> To do
From the first line to the last, repeat the data below exactly.

++++++++++

PR #5056, opened 2022-04-24
events: delete_rule implementation update

rangerthegood:
events, delete_rule should throw a ValidationException when attempting to delete a rule which has targets. This PR adds an additional logic, one test case, and modifies two others tests.

The boto3 docs don't really outline this specific `ValidationException`, but they say "Before you can delete the rule, you must remove all targets, using RemoveTargets."

Through testing using my live account I found that it the API does raise a ValidationException with the string "Rule can't be deleted since it has targets."

### DIFF
--- a/moto/events/models.py
+++ b/moto/events/models.py
@@ -1045,7 +1045,11 @@ class EventsBackend(BaseBackend):
         return rule
 
     def delete_rule(self, name):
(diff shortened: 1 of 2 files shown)


bblommers (approved):
LGTM - thank you for contributing this fix @rangerthegood!

PR #5060, opened 2022-04-25
Fix `ResourceWarning` in `moto.settings.is_docker()`.

ngnpope:
The `/proc/self/cgroup` file is not closed properly after reading which causes a `ResourceWarning` to be raised.


bblommers (approved):
Nice catch @ngnpope - thank you for contributing a fix!

PR #5176, opened 2022-05-27
Pin versions of werkzeug

bchen1116:
`Werkzeug<0.5` fails installation on Moto with py38. Pinning to `>=0.5` allows the install to successfully happen.

(installing `werkzeug==0.4` after `moto`)
image

(installing `werkzeug==0.5` after `moto`)
image


bblommers (approved):
Makes sense @bchen1116 - thanks for the PR!

PR #5181, opened 2022-05-31
key_name encoding for ListBucketResult

pinzon:
This PR addresses issue localstack/localstack#6098, where is shown that ListBucketResult should url encode the names of the keys. Also for `list_objects_v2` the EncodingType attribute must be readed and returned in the xml response (v1 does the same but doesn't affect boto3 behavior).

++++++++++

> Response to the exercise
PR #5056, opened 2022-04-24
events: delete_rule implementation update

rangerthegood:
events, delete_rule should throw a ValidationException when attempting to delete a rule which has targets. This PR adds an additional logic, one test case, and modifies two others tests.

The boto3 docs don't really outline this specific `ValidationException`, but they say "Before you can delete the rule, you must remove all targets, using RemoveTargets."

Through testing using my live account I found that it the API does raise a ValidationException with the string "Rule can't be deleted since it has targets."

### DIFF
--- a/moto/events/models.py
+++ b/moto/events/models.py
@@ -1045,7 +1045,11 @@ class EventsBackend(BaseBackend):
         return rule
 
     def delete_rule(self, name):
(diff shortened: 1 of 2 files shown)


bblommers (approved):
LGTM - thank you for contributing this fix @rangerthegood!

PR #5060, opened 2022-04-25
Fix `ResourceWarning` in `moto.settings.is_docker()`.

ngnpope:
The `/proc/self/cgroup` file is not closed properly after reading which causes a `ResourceWarning` to be raised.


bblommers (approved):
Nice catch @ngnpope - thank you for contributing a fix!

PR #5176, opened 2022-05-27
Pin versions of werkzeug

bchen1116:
`Werkzeug<0.5` fails installation on Moto with py38. Pinning to `>=0.5` allows the install to successfully happen.

(installing `werkzeug==0.4` after `moto`)
image

(installing `werkzeug==0.5` after `moto`)
image


bblommers (approved):
Makes sense @bchen1116 - thanks for the PR!

PR #5181, opened 2022-05-31
key_name encoding for ListBucketResult

pinzon:
This PR addresses issue localstack/localstack#6098, where is shown that ListBucketResult should url encode the names of the keys. Also for `list_objects_v2` the EncodingType attribute must be readed and returned in the xml response (v1 does the same but doesn't affect boto3 behavior).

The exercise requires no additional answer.